1\. You're likely to _learn_ more (at least about your craft) in casual users'
group meetings than you are in a business lunch

2\. Good programmers and meetup organizers have a tendency to become the next
business cycle's project managers and CIOs, so having a network made up of
them is a great way to improve your chances at snagging your next great job

Also, in my experience at least, good managers are usually much more pro-
active about getting to know their reports than the reverse. Regardless, it's
not a very effective means of expanding your professional network, since your
boss _already knows you_ from your work together, and is unlikely to recommend
you more or less enthusiastically because you sat down for a club sandwich
together.

------
thinkzig
If I think back on every significant business deal or job I've landed in my
career, it's happened as a direct or indirect result of me putting myself out
there and meeting new people.

More often than not great things are not going to just fall into your lap
while you're sitting at home. You've got to get out there and interact with
real live people to make things happen, scary as it may seem sometimes.

Great article.

------
wallflower
I've observed my naturally social friends (some of whom can go up to a group
solo and initiate conversations) and I have come to the conclusion that it is
a combination of (1) pattern recognition and (2) confidence. (1) - They have
done it so many times they don't consciously grok about what they are doing,
letting them be more truly aware/in the moment. (2) - In Daniel Goelman's
"Emotional Intelligence" he cites studies where if you are nervous you can
make someone else feel your nervousness/unease and make _them_ feel uneasy
(because their brain is empathizing at a sub-conscious level). Bonus
observation - the universe rewards boldness.
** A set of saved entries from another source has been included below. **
PR #15182, opened 2023-09-29
Remove hard coded text-plain in multiple places

fcollonval:
## References

Follow-up of https://github.com/jupyterlab/jupyterlab/pull/15175

I searched for hard-coded places of `text/plain` and remove those not making sense (reviewers please don't hesitate to challenge that statement)

## Code changes

Remove hard-coded `text/plain` by the default mime type constant.

## User-facing changes

None

None

### DIFF
--- a/packages/codemirror/src/language.ts
+++ b/packages/codemirror/src/language.ts
@@ -27,7 +27,7 @@ export class EditorLanguageRegistry implements IEditorLanguageRegistry {
     // Add default language text/plain -> No expressions to parse
     this.addLanguage({
       name: 'none',
-      mime: 'text/plain',
+      mime: IEditorMimeTypeService.defaultMimeType,
       support: new LanguageSupport(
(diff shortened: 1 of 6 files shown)


packages/codemirror/src/language.ts
```diff
@@ -27,7 +27,7 @@ export class EditorLanguageRegistry implements IEditorLanguageRegistry {
     // Add default language text/plain -> No expressions to parse
     this.addLanguage({
       name: 'none',
-      mime: 'text/plain',
+      mime: IEditorMimeTypeService.defaultMimeType,
```
krassowski, line 30: I am not sure about this one. It could have unexpected consequences if someone changes `defaultMimeType` downstream.

fcollonval, line 30:
```suggestion
      mime: 'text/plain',
```

krassowski (approved):
Thanks @fcollonval!

PR #15204, opened 2023-10-02
Restore removed API

fcollonval:
## References

Follow-up of #14796

## Code changes

Restore public API; for a no-op.

## User-facing changes

None

Remove incompatible change of https://github.com/jupyterlab/jupyterlab/pull/14796


fcollonval:
Hey @krassowski would you mind having a quick look at this one because in https://github.com/jupyterlab/jupyterlab/pull/14796 the protected API `onArrowUp` was removed. This restores it as a no-op to be strict about no breaking API (although the probability is low for that specific case).

fcollonval:

PR #15206, opened 2023-10-02
haticecan37:14670-the-tutorial-documentation-needs-to-be-updated

haticecan37:


fcollonval:
Hey @haticecan37 would you mind providing some background for your changes? Moreover we do not support JupyterLab 1.x any longer and all PRs should target the default `main` branch (except if a bug is only for a specific version).

krassowski:
Closing since this appears to have been created by accident.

As always, easier to read than to do.

I'd like to share a bonus tip from a master conversationalist/networker I met:

If you find yourself stuck with another solo person in a lagging
interaction/conversation - do not shake hands and say "it was nice to talk to
you. See ya" Instead state your intention and let them make a choice: "I'd
like to talk to that group starboard. Come with me" This is powerful because
you are taking the lead - and people always will appreciate leadership. If
they do not want to continue hanging out with you, you've given them a
graceful exit stage-right.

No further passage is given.